1969 film by Robert Sparr

More Dead Than Alive is a 1969 American Western film directed by Robert Sparr and produced by Aubrey Schenck. It was filmed at Agua Dulce, California.

==Plot==
A killer named Cain is released from prison after 18 years and wants to settle down as a rancher without ever having to touch a gun again. But no one will give him a job and people are after him for his earlier crimes. He finally takes an offer from showman Ruffalo to perform as "Killer Cain" in his traveling shooting show. However, after 18 years without practice, Cain is not as good as he once was with a gun. He tries to find redemption and peace when he falls in love and eventually marries Monica Alton, an artist from the east who came out west to paint. Yet Cain's reputation continues to dog him; Luke Santee tries to settle an old score, while Billy Valence, a young rival sharpshooter (with mental issues) in Ruffalo's show, is looking to build his reputation by killing Cain. Billy, struggling against the comparisons to Cain lower pay and belittling by Ruffalo, snaps and shoots an unarmed Ruffalo and steals the shows profits.
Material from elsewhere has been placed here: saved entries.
PR #741, opened 2022-11-16
[Merged by Bors] - Randomize library identifier at compile time to avoid file duplication

eyalb181:


mirrord/cli/src/main.rs
```diff
@@ -48,36 +48,25 @@ use mac::temp_dir;
...
+    let file_name = format!("{}-libmirrord_layer.{extension}", const_random!(u64));
     let file_path = match dest_dir {
         Some(dest_dir) => std::path::Path::new(&dest_dir).join(file_name),
         None => temp_dir().as_path().join(file_name),
     };
-    let mut file = File::create(&file_path)
-        .with_context(|| format!("Path \"{}\" creation failed", file_path.display()))?;
-    let bytes = include_bytes!(env!("MIRRORD_LAYER_FILE"));
-    file.write_all(bytes).unwrap();
+    if !file_path.exists() {
```
t4lz, line 62: Should we maybe, only when creating a new layer file because it does not yet exist in this version, also delete the last one? That way we avoid a filling up the user's drive at a later point, but they still get a quick run without copying files most of the time - when they are rerunning the same mirrord binary.

aviramha: I think it's hard to solve and also not very beneficial - how many updates does a user do?

aviramha (approved):
lgtm

mirrord/cli/src/main.rs
eyalb181: Why's it hard to solve? Don't we just remove all *-libmirrord_layer.{extension} from the temp_dir?

eyalb181: Nevermind merging

PR #743, opened 2022-11-16
[Merged by Bors] - Hook `execve` and patch SIP before executing.

t4lz:
Part of #649.

- Add the temp dir to excluded in the cli.
- If SIP patch fails (on something that is not `FileNotFound`) warn, but keep running.
  - FileNotFound would be very common, as apparently `!#/usr/bin/env bash` tries to execute a bunch of non-existing `bash` binaries, and that is a very common shebang.
- Add integration test with a bash script, to verify the layer can now hook SIP binaries on mac.
  - Add the useful stuff in the new test as public functions in `common`.
- Use inner attributes (`#![cfg(...)]`) and target specific dependencies in order to compile the SIP code conditionally.
- Add `unwrap_or` to `Detour`.
- Make a public function in order to reuse rawish string code from the file hooks.


mirrord/layer/src/detour.rs
```diff
@@ -201,6 +205,38 @@ impl<S> Detour<S> {
...
+                trace!("Detour failed with: {:#?}, continuing despite of error.", e);
+                default
+            }
+        }
+    }
+}
+
+/// Allows you to call `.collect()` on an iterator of Detours and get a Detour of a Vec.
+impl<S> FromIterator<Detour<S>> for Detour<Vec<S>> {
+    fn from_iter<T: IntoIterator<Item = Detour<S>>>(iter: T) -> Detour<Vec<S>> {
```
meowjesty, line 233: Maybe we could implement this with [`Iterator::scan`](https://doc.rust-lang.org/std/iter/trait.Iterator.html#method.scan) like Rust's [`Result::from_iter`](https://doc.rust-lang.org/src/core/result.rs.html#2068) is saying in a comment?

mirrord/layer/tests/apps/env_bash_cat.sh
```diff
@@ -0,0 +1,15 @@
+#!/usr/bin/env bash
+# With this shebang what happens when this script is executed normally:
+# 1. env is executed.
+# 2. env executes bash (calls execve)
+# 3. bash executes (calls execve) the binaries that are called in the script. Here: cat.
+
+# With mirrord's SIP bypassing mechanism:
+# 1. We create a SIP-free version of env and a version of this script that has the SIP-free env in its shebang.
+# 2. We call the that version of the script instead of the original.
```
meowjesty, line 9:
```suggestion
# 2. We call that version of the script instead of the original.
```

mirrord/sip/src/lib.rs
```diff
@@ -287,15 +304,55 @@ mod main {
...
+        // Important: do also if the binary has no SIP, so that a temp directory is set, added to
+        // ignored files, and saved in an environment variable, so that if the binary execs SIP
+        // binaries the patched versions are created in a directory that is already added to the
+        // excluded files. (It's currently not possible to add excluded paths when the layer is
+        // already running, and the first call to this function is from the cli.)
+        let tmp_dir = get_tmp_dir()?;
+
         if let SipStatus::SomeSIP(path, shebang_target) = get_sip_status(&binary_path)? {
-            return patch_some_sip(&path, shebang_target);
+            debug!("Using temp dir: {:?} for sip patches", &tmp_dir);
```
meowjesty, line 351:
```suggestion
            trace!("Using temp dir: {:?} for sip patches", &tmp_dir);
```

Let's try leaving everything useful only to us as `trace` when it comes time to merge.

meowjesty (changes requested):
Nits and picks

mirrord/sip/src/lib.rs
t4lz: Done. What's `debug` for then?

mirrord/layer/src/detour.rs
t4lz: Sounds good, but actually this is not used anywhere yet, I implemented it for something that didn't make it to the final version. I thought if I already have the code I can leave it there in case it's useful for someone in the future. So how about if it's not correct as it is I just delete it and we implement it correctly if we need it in the future?

mirrord/sip/src/lib.rs
meowjesty: Hmm I would leave `debug` for when we're in the middle of developing something. I'm trying to use it like that, then putting everything back to `trace` once I'm done.

Just an idea though, we have not really discussed this type of stuff (only that we should avoid leaking higher tracing levels to the user with information they don't need).

mirrord/layer/src/detour.rs
t4lz: deleted.

aviramha:
nit: you can remove the workaround you added for python tests on macOS (where you resolve the interpreter). those should work now ;)

t4lz:
> nit: you can remove the workaround you added for python tests on macOS (where you resolve the interpreter). those should work now ;)

Requires calling `sip_patch` in those tests explicitly too, is that fine?

aviramha:
> > nit: you can remove the workaround you added for python tests on macOS (where you resolve the interpreter). those should work now ;)
> 
> Requires calling `sip_patch` in those tests explicitly too, is that fine?

Ah those don't use the cli. maybe it's better it uses it?
Leave it for another issue.

mirrord/layer/src/lib.rs
```diff
@@ -151,6 +155,22 @@ fn layer_pre_initialization() -> Result<(), LayerError> {
...
+    // to the file filter after it was constructed).
+    #[cfg(target_os = "macos")]
+    let _tmp_dir = get_tmp_dir()
+        .inspect_err(|err| {
+            trace!(
+                "Getting temp dir failed with {:?} in layer_pre_initialization",
+                err
+            )
+        })
+        .unwrap_or_default();
```
t4lz, line 172: Added this part now, sorry @meowjesty  for adding stuff after the first review. But I think it's a small change that brings some value.

meowjesty (approved):
🐻 👍

PR #751, opened 2022-11-17
[Merged by Bors] - fix: don't ignore fd < 2 on writes now that we use real 'fd' backend

### LINKED ISSUE #750: stdin/err/out fds behavior
We have a patch on `write` hook that checks if fd < 2 then runs it locally, though the check shouldn't be required since we use `shm_open` to allocate a real free fd, so if fd `0` is used, and it's managed by us, that should be okay..

aviramha:
closes #750


DmitryDodzin:
Won't this cause an infinite loop with trace?

aviramha:
> Won't this cause an infinite loop with trace?

Nice catch. Fixed

aviramha:
bors cancel

PR #752, opened 2022-11-17
[Merged by Bors] - Don't unwrap status.code

t4lz:
On Unix, `code()` will return `None` if the process was terminated by a signal, so get the raw wait status which has the wait status code if there is no exit status code.


aviramha (approved):
bors r+

PR #1282, opened 2023-04-12
Add imagePullSecrets configuration

eyalb181:


mirrord/config/src/agent.rs
```diff
@@ -36,6 +38,11 @@ pub struct AgentConfig {
     #[config(env = "MIRRORD_AGENT_IMAGE_PULL_POLICY", default = "IfNotPresent")]
     pub image_pull_policy: String,
 
+    /// List of secrets the agent pod has access to.
+    ///
+    /// Takes an array of hash with the format {name: <secret-name>. Read more [here](https://kubernetes.io/docs/concepts/containers/images/).
```
meowjesty, line 43:
```suggestion
    /// Takes an array of hash with the format `{ name: <secret-name> }`. Read more [here](https://kubernetes.io/docs/concepts/containers/images/).
```

mirrord/kube/src/api/container.rs
```diff
@@ -211,10 +208,11 @@ impl ContainerApi for JobContainer {
                                 }
                             }
                         ],
+                        "imagePullSecrets": agent.image_pull_secrets,
                         "containers": [
                             {
                                 "name": "mirrord-agent",
-                                "image": agent_image,
+                                "image": Self::agent_image(agent),
```
meowjesty, line 215: Can't you keep the `agent_image` we had outside, and just call `agent_image.clone()` to clone the string value here?

mirrord/kube/src/api/container.rs
```diff
@@ -334,11 +331,9 @@ impl ContainerApi for EphemeralContainer {
             agent_command_line.push(timeout.to_string());
         }
 
-        let flush_connections = agent.flush_connections.to_string();
-
         let ephemeral_container: KubeEphemeralContainer = serde_json::from_value(json!({
             "name": mirrord_agent_name,
-            "image": agent_image,
+            "image": Self::agent_image(agent),
```
meowjesty, line 336: Same `clone` here.

meowjesty (changes requested):
Suggestions.

mirrord/kube/src/api/container.rs
eyalb181: Why do I need agent_image outside though?

meowjesty: You don't, I find it a bit more readable (but that's debatable).

I'll leave it up to you what looks better.

meowjesty (approved):
:bear: :+1:

mirrord/kube/src/api/container.rs
eyalb181: I think we should initialize variables as close as possible to where they're actually used. It's easier to follow when I read through the function (rather than seeing the variable being initialized, going through a bunch of other unrelated code, then seeing how it's used).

Billy rides out to a deserted town and as he admires the stolen money, Santee enters and says he could use the money. Billy invites him to take the money, draws his gun and attempts to fire multiple times having forgotten to reload. Santee draws his gun and shoots Billy who begs for his life with Santee shooting him a second time, killing him.

==Cast==

| Actor | Role |
|---|---|
| Clint Walker | Cain |
| Vincent Price | Dan Ruffalo |
| Anne Francis | Monica Alton |
| Paul Hampton | Billy |
| Mike Henry | Luke Santee |
| William Woodson | Warden |
| Beverly Powers | Sheree |

==Critical reception==
Reviewer Howard Thompson of The New York Times in 1969 praised the performances of Clint Walker and Anne Francis, but did not care for the movie, saying "More Dead Than Alive is a dogged but dinky little Western with the perfect title." He described Paul Hampton in the role of Billy as an "incredibly poor young actor" and concluded that "the title still fits: 'Dead' western."